Show every line of the data below that includes the word "verify".

Stored items:
▼▼▼
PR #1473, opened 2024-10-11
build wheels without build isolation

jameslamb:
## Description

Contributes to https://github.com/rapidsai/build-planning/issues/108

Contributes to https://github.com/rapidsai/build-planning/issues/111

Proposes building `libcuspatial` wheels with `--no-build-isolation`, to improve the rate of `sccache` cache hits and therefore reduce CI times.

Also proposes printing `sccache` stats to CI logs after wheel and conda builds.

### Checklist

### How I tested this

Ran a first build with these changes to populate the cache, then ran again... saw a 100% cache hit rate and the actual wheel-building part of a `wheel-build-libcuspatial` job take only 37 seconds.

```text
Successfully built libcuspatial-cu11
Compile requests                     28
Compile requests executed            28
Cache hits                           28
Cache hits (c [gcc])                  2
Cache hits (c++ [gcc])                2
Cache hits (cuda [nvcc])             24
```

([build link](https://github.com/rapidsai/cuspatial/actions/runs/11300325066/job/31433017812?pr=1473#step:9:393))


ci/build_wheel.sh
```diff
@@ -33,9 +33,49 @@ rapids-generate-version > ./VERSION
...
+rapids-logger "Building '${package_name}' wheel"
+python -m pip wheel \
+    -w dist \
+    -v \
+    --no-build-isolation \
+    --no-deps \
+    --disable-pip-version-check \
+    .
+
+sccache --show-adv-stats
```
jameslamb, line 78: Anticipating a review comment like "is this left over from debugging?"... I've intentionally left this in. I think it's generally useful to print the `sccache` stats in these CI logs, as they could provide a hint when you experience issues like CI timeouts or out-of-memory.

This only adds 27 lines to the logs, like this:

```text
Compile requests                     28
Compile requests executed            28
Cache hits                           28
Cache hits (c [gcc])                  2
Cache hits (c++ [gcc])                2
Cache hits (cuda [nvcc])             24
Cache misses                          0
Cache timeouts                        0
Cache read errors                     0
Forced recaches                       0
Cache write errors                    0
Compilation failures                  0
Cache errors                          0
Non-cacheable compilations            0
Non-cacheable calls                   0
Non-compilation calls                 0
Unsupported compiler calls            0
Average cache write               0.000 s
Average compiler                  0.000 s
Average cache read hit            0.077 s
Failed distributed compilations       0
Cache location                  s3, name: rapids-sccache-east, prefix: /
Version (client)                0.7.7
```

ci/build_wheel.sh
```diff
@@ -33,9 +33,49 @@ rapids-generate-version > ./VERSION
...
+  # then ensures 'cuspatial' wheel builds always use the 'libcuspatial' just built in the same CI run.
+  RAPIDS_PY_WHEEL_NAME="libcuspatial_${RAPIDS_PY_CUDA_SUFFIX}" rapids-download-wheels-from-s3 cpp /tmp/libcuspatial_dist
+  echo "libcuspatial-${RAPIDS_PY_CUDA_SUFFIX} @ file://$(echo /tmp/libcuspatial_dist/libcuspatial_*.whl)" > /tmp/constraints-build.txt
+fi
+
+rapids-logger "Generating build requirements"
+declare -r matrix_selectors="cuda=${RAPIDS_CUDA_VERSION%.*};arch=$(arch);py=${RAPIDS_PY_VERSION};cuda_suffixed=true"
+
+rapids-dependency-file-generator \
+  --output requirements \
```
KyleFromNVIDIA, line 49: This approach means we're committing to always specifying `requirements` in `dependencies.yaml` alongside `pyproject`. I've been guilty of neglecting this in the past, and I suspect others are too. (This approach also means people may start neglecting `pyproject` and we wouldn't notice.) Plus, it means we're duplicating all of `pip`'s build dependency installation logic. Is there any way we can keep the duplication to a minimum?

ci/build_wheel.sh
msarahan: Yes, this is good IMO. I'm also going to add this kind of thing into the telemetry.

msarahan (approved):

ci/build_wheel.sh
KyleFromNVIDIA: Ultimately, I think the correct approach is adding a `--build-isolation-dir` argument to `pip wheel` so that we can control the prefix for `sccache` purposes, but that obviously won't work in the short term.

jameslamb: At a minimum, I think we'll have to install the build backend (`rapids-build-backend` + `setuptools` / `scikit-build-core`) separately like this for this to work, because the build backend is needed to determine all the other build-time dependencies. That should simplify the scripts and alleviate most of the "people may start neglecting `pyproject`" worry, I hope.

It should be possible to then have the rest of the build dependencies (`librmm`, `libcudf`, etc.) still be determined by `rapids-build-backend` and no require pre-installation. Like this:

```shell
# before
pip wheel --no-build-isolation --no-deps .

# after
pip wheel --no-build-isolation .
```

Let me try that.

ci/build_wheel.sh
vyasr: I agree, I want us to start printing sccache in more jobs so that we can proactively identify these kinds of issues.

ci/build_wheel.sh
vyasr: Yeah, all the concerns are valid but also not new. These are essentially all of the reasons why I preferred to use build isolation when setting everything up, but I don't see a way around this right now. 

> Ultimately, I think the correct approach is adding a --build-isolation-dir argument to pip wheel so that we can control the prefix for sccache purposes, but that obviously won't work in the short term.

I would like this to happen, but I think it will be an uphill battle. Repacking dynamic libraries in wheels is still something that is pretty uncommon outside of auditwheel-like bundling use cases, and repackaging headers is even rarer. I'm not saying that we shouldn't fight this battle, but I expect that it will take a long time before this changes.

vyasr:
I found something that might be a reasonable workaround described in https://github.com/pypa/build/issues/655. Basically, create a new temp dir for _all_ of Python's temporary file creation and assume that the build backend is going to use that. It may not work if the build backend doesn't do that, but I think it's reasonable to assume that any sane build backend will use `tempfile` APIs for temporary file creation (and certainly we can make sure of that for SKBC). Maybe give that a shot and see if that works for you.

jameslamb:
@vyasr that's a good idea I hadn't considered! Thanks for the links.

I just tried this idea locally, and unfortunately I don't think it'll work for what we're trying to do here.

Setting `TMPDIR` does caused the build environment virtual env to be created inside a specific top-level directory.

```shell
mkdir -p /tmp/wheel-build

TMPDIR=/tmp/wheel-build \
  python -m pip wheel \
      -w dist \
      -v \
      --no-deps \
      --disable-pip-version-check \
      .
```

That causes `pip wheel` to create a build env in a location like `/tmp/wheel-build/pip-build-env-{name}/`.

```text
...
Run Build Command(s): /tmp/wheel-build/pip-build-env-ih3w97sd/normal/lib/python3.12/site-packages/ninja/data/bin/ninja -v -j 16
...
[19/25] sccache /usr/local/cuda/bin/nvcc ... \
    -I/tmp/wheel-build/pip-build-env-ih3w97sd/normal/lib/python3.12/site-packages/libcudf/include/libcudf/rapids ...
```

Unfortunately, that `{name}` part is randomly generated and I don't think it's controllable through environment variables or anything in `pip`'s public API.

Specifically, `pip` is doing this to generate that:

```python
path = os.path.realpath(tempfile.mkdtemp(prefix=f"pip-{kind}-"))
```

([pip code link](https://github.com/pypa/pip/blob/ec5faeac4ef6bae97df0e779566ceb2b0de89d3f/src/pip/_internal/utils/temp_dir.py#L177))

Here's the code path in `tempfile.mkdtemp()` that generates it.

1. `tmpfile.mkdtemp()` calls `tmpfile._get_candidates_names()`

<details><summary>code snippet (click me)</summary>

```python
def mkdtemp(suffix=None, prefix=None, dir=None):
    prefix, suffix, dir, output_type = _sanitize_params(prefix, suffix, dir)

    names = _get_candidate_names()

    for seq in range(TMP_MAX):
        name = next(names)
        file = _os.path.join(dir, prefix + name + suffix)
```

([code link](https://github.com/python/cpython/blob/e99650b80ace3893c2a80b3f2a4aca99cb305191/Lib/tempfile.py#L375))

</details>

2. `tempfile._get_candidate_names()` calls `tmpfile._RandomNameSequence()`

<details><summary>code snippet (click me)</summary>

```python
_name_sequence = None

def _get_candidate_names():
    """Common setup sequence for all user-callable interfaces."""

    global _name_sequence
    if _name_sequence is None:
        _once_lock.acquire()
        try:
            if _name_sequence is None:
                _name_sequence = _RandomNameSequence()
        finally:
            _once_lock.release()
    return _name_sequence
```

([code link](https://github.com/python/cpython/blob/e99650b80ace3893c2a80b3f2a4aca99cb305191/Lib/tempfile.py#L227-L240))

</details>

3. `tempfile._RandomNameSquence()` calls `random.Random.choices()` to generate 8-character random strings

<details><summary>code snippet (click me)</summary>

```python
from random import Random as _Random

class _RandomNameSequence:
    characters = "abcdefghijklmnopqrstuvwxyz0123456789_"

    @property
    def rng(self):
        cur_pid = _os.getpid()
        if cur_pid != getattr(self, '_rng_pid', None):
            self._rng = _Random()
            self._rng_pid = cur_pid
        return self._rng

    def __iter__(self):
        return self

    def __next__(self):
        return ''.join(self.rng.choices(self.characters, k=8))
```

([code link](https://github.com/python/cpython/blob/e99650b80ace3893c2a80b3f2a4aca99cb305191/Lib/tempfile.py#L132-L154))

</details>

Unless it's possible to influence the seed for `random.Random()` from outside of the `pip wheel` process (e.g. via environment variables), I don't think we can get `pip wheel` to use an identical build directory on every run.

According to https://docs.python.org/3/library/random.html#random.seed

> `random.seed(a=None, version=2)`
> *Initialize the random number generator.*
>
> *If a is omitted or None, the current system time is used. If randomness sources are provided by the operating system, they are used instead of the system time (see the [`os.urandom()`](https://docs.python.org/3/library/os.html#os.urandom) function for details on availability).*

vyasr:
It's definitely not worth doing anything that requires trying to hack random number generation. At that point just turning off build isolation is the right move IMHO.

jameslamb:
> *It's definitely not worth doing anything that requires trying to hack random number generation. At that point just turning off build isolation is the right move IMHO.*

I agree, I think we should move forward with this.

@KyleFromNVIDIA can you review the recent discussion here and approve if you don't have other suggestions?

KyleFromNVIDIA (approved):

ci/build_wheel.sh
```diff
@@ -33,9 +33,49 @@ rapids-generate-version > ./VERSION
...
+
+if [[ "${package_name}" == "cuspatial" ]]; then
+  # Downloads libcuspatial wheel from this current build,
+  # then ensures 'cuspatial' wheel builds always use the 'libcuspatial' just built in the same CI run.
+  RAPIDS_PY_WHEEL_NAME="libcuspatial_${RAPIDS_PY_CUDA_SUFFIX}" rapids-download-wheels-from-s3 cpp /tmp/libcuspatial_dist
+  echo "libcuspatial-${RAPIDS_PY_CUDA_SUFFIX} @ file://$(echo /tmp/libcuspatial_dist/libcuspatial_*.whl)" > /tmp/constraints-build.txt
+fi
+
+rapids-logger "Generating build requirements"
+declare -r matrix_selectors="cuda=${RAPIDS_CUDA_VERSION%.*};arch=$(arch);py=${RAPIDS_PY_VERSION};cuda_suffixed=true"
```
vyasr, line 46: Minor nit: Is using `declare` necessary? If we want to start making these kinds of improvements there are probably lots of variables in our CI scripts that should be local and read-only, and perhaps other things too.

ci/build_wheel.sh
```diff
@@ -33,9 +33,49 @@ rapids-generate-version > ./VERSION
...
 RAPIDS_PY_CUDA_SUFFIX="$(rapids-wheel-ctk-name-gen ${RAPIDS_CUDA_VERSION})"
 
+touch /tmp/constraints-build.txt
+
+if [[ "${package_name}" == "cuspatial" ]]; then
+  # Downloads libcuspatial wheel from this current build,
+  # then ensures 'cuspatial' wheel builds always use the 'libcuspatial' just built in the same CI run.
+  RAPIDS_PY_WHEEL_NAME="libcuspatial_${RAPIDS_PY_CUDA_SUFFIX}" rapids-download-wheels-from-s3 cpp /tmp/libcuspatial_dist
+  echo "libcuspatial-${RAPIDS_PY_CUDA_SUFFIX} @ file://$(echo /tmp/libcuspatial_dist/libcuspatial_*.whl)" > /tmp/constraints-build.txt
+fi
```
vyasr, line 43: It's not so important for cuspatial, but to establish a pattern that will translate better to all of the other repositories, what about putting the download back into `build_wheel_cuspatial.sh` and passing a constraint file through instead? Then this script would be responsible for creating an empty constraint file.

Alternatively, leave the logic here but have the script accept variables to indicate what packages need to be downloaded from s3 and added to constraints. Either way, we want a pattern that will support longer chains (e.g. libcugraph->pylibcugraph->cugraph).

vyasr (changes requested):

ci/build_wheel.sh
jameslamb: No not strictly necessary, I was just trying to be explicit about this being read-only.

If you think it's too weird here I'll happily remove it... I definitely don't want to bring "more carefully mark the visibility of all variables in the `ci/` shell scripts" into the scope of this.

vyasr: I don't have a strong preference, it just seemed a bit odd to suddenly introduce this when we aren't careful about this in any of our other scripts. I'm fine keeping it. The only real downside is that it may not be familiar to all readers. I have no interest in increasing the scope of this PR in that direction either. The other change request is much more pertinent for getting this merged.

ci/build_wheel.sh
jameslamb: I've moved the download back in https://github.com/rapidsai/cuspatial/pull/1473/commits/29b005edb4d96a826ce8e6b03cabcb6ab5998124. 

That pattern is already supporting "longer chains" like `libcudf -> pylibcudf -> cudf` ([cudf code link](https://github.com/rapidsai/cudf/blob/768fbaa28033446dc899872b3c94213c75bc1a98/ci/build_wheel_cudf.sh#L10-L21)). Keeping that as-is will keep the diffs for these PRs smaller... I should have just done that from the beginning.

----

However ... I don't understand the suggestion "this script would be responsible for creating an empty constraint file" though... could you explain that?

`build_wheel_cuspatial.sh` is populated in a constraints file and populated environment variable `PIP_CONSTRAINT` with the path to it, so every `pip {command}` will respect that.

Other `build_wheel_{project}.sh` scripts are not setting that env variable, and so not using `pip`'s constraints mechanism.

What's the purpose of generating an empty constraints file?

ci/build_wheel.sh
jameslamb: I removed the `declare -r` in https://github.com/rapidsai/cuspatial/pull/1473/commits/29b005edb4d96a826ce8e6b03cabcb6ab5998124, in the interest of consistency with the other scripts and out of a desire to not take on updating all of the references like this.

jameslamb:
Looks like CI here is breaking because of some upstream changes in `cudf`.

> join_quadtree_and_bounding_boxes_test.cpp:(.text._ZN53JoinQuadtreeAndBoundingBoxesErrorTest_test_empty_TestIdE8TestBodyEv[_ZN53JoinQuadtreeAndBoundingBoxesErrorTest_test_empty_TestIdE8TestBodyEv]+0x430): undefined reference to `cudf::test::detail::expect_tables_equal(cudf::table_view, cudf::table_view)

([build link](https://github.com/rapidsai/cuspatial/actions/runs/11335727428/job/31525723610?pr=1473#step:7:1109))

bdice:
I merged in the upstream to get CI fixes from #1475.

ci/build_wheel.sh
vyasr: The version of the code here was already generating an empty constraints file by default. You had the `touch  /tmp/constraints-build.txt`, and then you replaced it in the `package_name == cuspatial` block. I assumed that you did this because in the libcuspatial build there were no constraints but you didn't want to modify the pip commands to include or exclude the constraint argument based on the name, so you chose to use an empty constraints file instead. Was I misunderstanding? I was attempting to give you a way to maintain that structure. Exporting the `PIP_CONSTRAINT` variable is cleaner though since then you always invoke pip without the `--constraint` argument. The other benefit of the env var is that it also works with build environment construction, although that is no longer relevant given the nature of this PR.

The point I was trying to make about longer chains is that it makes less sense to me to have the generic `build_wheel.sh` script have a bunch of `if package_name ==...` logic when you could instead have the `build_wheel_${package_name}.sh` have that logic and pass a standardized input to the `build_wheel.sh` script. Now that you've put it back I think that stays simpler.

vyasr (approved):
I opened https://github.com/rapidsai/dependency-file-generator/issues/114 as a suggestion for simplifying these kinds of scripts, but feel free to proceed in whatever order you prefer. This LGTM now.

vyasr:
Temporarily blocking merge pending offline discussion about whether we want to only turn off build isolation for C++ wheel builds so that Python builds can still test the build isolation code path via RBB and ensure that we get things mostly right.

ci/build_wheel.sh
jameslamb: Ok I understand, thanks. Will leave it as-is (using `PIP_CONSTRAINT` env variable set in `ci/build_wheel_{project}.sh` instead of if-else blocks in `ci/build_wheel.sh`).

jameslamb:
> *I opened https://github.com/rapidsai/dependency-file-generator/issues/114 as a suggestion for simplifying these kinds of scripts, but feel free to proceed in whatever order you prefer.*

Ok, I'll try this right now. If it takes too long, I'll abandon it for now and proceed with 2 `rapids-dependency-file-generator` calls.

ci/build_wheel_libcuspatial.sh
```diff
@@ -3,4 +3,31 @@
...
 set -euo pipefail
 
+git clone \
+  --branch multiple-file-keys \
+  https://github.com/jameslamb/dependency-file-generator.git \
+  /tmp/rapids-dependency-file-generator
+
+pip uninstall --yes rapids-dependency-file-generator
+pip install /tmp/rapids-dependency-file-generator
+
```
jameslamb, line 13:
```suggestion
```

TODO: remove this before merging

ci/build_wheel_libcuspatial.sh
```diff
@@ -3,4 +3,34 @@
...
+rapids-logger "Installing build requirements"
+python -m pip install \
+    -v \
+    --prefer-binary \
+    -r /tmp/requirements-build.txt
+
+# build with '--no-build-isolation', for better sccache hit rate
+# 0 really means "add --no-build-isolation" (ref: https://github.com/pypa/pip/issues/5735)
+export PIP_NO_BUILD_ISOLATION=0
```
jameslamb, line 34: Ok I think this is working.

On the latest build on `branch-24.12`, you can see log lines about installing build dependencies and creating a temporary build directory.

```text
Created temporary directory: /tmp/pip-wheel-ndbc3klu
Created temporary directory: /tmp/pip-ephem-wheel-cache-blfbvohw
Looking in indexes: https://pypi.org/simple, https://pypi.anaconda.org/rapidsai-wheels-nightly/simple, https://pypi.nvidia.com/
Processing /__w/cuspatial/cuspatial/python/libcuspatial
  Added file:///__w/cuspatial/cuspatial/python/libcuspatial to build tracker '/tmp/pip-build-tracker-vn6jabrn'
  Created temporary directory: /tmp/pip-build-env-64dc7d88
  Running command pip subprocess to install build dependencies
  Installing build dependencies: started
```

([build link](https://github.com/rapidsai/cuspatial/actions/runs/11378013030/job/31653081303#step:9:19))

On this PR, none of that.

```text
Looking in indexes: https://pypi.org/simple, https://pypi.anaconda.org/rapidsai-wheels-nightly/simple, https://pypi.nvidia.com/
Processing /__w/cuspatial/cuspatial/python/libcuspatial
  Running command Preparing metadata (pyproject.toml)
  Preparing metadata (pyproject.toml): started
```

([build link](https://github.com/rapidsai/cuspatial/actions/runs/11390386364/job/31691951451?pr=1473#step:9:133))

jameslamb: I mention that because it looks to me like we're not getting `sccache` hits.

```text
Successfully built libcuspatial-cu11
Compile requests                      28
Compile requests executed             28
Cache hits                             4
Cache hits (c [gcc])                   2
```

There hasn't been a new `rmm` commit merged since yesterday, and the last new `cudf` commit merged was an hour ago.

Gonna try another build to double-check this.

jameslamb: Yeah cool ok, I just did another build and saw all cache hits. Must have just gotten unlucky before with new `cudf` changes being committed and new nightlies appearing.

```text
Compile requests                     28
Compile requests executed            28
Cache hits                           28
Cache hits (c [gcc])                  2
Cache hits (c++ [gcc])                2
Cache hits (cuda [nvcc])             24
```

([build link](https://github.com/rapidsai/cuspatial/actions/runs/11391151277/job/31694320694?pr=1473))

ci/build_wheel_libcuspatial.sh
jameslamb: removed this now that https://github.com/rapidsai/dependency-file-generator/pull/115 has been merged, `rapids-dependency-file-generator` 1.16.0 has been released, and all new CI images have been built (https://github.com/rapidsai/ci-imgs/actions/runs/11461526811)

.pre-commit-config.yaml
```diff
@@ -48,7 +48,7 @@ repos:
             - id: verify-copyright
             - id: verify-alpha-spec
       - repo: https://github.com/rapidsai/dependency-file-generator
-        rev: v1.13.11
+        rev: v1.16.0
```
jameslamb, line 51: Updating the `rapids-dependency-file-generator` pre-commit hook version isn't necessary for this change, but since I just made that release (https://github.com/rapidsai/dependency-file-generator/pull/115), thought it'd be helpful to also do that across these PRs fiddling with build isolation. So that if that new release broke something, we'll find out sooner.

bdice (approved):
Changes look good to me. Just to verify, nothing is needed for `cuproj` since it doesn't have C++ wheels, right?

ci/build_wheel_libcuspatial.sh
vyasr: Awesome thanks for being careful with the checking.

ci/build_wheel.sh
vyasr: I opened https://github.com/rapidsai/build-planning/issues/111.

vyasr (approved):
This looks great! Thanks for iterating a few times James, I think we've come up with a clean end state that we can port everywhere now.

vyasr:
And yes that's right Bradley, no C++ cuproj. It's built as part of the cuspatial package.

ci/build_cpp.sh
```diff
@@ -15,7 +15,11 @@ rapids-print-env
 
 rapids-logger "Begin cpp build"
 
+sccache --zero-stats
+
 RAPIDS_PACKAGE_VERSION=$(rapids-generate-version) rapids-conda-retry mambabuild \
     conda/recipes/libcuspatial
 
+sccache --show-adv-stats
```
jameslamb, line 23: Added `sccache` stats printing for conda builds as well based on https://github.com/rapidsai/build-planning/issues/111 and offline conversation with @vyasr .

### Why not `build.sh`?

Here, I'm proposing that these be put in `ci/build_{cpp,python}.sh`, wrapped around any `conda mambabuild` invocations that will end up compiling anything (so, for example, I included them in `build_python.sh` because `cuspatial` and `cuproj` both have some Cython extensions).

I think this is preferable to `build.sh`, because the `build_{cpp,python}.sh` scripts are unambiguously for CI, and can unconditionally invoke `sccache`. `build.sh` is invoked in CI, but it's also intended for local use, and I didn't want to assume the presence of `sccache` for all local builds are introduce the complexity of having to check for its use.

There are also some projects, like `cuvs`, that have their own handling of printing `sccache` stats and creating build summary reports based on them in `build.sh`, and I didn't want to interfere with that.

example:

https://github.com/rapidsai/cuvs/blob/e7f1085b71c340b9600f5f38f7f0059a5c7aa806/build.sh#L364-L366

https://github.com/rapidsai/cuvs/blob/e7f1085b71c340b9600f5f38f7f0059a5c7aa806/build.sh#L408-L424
▲▲▲
__Task result__:
             - id: verify-copyright
             - id: verify-alpha-spec
Changes look good to me. Just to verify, nothing is needed for `cuproj` since it doesn't have C++ wheels, right?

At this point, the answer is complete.